Ants Are Related to What?!?
Ants are closely related to bees and wasps. They are social insects that live in colonies that have various specialized groups. Most ants in a colony are workers and do most of the foraging for food, raising the young, and defend the colony. Ants have three body segments head, thorax and abdomen with a pinched waist. Most ants are identified by type of antennae (elbowed or clubbed) and by the number of nodes in between the abdomen and thorax. Reproductive ants are winged and are often mistaken as termites. Termites have two body segments and the same size pair of wings vs. ants having three body segments and forewings larger than their hind wings
Common Types of Ants
Carpenter ant – The carpenter ant is polymorphic meaning that there can be more than one size ant in the colony ranging from
1/8” to 1/2” with the queen up to 5/8”. Identified by having one node in between the thorax and abdomen and elbowed 12 segmented antennae without a club. They do not sting but their powerful jaws can produce a painful pinch. Carpenter ants attack wood that has high moisture content. They do not consume wood but cut galleries that leave behind sawdust like shavings.
Harvester Ant – Fairly large ¼” to ½” and orange to reddish in color. Antenna are 12 segmented without a club. 2 nodes between the abdomen and thorax. Found in fields their mounds are stripped of vegetation. The mound consists of small pebbles that have been excavated and usually have 3 entrances. Harvester ants are herbivorous and feed on seeds from the surrounding vegetation and are rarely found in homes. They will bite and have a mildly painful sting. There are two types of Harvester ants in Nevada the California Harvester and the Western Harvester.

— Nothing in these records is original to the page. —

PR #2189, opened 2015-11-10
Feedback: Jinja support for notifications

lakshmi-kannan:
## What?

This PR adds Jinja support for message and data in notifications. 

## TODO

* - [X] Examples
* - [X] Docs
* - [X] Changelog


docs/source/chatops/notifications.rst
```diff
@@ -90,11 +89,33 @@ with when you setup chatops. An example is below:
...
+  on-success:
+    routes:
+      - email
+    message: '"@channel: Woohoo!". Action run by user {{action_context.user}} succeeded.'
+    data:
+      cmd: "{{cmd}}"
+      stdout: "{{stdout}}"
 
 How do I setup notifications in action chain?
------------st2api/st2api/controllers/v1/ruleviews.py----------------------------------
```
manasdk: lol. No clue what happened here and how I managed to check-in that change.

st2actions/st2actions/notifier/notifier.py
```diff
@@ -159,6 +181,22 @@ def _post_notify_subsection_triggers(self, liveaction=None, execution_id=None,
             if len(failed_routes) > 0:
                 raise Exception('Failed notifications to routes: %s' % ', '.join(failed_routes))
 
+    def _build_jinja_context(self, liveaction, execution):
+        context = {SYSTEM_KV_PREFIX: KeyValueLookup()}
+        context.update(liveaction.parameters)
```
manasdk: no prefix here? This could lead to overrides from the result.

st2actions/st2actions/notifier/notifier.py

Pavement ant – This ant gets its name from commonly having its nest under cracks in pavement. Light brown to black with paler legs 1/16” to 1/8”. Antenna have 12 segments with a 3-segmented club. 2 nodes between the abdomen and thorax. Colonies are fairly large containing 3-4000 ants and several queens. Outside they live under rocks or slab constructed homes. Foraging becomes a problem in homes during summer months.